Source data

>>>

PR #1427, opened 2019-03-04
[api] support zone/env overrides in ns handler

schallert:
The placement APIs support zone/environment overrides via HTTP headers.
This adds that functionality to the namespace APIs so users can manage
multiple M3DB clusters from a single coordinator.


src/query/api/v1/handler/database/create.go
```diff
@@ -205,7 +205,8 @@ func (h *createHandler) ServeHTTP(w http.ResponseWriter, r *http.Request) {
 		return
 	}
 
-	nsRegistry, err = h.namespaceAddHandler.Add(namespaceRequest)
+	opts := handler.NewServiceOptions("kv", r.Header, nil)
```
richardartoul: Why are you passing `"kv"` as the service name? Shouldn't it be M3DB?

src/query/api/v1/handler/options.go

<<<
>>>

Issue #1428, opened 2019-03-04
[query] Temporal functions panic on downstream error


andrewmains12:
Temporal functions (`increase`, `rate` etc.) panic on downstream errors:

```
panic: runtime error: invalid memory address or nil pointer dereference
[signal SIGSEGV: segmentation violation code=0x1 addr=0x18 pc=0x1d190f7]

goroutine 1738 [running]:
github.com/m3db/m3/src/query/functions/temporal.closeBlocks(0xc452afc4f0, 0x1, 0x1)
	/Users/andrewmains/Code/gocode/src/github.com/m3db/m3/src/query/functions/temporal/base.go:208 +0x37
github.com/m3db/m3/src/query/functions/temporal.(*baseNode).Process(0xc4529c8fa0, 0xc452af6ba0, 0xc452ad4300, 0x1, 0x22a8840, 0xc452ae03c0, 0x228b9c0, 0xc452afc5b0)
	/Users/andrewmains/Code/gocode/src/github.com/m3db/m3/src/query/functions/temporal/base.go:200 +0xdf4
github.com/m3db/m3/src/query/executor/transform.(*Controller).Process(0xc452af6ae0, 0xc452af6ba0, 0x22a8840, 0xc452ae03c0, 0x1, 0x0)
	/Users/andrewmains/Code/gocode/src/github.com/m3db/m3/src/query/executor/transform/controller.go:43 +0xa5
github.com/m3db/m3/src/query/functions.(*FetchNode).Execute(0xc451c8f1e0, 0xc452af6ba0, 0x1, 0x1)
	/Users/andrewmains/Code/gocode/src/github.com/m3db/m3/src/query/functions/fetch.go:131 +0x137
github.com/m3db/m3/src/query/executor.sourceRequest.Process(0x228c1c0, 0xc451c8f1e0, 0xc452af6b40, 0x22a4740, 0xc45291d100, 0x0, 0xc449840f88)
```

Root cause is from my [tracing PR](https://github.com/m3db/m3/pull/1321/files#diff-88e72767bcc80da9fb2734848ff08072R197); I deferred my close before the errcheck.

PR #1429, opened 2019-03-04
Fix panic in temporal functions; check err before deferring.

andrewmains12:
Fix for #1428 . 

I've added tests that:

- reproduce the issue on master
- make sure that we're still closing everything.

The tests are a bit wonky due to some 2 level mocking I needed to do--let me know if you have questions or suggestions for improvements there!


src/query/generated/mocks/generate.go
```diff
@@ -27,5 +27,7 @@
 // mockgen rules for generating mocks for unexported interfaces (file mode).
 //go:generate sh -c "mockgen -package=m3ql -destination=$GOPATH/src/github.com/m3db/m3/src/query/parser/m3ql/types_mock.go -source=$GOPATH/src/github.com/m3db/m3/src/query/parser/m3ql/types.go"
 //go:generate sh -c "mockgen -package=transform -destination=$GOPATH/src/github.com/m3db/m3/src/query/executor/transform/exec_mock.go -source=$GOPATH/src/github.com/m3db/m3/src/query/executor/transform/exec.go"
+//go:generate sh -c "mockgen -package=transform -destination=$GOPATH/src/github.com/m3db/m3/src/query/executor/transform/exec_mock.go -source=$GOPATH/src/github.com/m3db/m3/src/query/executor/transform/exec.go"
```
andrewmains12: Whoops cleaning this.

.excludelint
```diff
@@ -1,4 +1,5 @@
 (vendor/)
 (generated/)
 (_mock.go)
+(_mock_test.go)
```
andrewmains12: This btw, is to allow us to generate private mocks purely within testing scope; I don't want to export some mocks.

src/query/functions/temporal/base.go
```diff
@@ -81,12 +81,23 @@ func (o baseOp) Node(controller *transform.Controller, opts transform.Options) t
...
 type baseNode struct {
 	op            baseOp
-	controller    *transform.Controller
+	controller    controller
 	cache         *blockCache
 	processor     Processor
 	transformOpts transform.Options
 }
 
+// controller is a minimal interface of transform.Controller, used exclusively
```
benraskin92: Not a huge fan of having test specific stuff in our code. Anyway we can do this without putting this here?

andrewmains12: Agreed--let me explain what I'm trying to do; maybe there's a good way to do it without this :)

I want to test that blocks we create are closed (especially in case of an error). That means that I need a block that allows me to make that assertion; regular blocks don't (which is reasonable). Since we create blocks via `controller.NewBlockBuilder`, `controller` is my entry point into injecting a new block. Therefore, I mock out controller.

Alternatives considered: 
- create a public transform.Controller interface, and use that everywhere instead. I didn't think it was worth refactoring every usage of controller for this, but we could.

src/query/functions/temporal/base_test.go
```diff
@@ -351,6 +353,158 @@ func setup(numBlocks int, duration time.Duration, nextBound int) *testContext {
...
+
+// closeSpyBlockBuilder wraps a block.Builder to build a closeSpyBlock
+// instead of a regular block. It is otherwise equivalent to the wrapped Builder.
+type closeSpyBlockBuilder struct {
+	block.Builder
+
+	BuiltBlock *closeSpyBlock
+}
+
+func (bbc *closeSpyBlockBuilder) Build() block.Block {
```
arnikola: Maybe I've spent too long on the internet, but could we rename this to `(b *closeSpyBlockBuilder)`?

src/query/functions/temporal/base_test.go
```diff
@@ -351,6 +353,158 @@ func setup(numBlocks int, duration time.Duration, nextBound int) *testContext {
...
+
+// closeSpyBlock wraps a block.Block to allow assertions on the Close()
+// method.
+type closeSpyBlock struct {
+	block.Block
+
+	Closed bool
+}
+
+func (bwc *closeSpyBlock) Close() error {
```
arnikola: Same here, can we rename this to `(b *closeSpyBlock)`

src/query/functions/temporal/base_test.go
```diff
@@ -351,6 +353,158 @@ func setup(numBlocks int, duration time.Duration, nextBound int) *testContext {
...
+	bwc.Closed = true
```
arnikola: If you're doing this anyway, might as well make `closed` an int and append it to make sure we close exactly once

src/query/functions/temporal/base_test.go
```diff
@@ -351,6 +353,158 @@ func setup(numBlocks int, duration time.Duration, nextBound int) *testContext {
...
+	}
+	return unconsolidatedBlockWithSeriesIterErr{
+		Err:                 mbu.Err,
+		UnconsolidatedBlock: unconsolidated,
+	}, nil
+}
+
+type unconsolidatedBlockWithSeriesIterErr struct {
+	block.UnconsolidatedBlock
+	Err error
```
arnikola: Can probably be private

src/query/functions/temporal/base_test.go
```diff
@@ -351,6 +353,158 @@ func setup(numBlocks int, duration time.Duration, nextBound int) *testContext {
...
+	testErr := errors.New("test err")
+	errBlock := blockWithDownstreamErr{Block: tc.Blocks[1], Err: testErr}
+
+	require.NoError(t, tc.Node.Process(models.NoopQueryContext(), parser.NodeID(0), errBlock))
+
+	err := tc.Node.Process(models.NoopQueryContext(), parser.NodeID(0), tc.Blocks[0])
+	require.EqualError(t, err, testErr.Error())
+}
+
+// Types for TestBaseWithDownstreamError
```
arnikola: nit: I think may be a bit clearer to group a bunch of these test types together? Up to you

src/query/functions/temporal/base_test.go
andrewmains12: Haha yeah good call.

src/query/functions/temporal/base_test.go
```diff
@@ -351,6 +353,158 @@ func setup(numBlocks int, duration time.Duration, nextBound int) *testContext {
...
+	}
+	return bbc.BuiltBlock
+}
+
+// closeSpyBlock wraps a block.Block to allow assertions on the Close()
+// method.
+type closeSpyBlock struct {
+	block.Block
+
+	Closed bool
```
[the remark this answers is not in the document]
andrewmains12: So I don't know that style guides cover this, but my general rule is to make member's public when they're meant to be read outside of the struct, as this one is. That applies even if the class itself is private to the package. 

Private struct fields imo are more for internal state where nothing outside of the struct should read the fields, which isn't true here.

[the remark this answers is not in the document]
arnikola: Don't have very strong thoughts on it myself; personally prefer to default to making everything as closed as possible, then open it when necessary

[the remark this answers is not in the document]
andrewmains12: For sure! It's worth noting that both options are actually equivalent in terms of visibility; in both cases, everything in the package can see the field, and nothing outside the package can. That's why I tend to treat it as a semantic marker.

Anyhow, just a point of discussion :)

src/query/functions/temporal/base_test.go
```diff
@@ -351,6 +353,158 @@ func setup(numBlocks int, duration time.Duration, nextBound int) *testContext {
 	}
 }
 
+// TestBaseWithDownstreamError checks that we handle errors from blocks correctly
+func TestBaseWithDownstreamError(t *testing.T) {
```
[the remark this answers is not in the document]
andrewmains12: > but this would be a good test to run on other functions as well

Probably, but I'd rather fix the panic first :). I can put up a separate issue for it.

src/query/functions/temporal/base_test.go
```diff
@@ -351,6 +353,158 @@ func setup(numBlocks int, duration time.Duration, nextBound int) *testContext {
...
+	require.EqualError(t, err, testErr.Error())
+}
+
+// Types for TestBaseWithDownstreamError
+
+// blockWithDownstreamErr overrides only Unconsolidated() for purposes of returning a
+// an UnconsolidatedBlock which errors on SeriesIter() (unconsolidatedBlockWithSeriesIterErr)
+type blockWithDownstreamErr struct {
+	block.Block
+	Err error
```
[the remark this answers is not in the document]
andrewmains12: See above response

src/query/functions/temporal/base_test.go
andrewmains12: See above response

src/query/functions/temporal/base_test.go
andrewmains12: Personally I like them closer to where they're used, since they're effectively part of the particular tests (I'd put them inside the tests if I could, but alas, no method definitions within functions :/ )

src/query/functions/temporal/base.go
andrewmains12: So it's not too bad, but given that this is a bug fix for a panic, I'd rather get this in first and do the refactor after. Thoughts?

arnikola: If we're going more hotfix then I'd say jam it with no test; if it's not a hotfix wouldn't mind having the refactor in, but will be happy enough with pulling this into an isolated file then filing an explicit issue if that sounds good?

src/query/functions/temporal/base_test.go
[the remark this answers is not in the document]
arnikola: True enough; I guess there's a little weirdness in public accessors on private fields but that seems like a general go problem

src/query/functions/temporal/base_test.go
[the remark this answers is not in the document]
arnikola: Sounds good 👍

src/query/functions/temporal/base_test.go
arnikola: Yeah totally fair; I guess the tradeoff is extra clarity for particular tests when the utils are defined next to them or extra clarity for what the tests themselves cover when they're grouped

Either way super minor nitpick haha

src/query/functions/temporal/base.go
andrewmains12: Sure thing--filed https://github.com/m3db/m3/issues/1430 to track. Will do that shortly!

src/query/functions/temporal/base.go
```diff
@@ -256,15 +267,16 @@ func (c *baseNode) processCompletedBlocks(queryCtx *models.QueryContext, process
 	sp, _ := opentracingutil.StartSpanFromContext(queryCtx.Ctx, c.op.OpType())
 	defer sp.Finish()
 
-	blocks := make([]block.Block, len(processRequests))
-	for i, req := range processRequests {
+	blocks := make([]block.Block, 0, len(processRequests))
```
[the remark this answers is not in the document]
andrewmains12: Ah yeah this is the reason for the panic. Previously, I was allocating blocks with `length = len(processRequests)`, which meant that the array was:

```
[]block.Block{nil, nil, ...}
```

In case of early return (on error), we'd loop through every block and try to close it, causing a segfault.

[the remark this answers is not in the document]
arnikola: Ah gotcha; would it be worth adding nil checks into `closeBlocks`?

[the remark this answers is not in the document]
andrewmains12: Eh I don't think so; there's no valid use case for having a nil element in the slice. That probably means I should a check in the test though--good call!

<<<
>>>

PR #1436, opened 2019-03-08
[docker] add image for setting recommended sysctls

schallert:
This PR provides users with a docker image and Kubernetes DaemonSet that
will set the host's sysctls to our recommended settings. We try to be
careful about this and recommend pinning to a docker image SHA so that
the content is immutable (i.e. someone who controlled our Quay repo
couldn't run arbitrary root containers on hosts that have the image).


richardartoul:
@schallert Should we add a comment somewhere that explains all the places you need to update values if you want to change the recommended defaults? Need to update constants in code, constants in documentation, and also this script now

<<<

_What you have to do_
Pull every line containing "struct" out of the records.

_Output_
 type baseNode struct {
+type closeSpyBlockBuilder struct {
+type closeSpyBlock struct {
+type unconsolidatedBlockWithSeriesIterErr struct {
+type closeSpyBlock struct {
andrewmains12: So I don't know that style guides cover this, but my general rule is to make member's public when they're meant to be read outside of the struct, as this one is. That applies even if the class itself is private to the package. 
Private struct fields imo are more for internal state where nothing outside of the struct should read the fields, which isn't true here.
+type blockWithDownstreamErr struct {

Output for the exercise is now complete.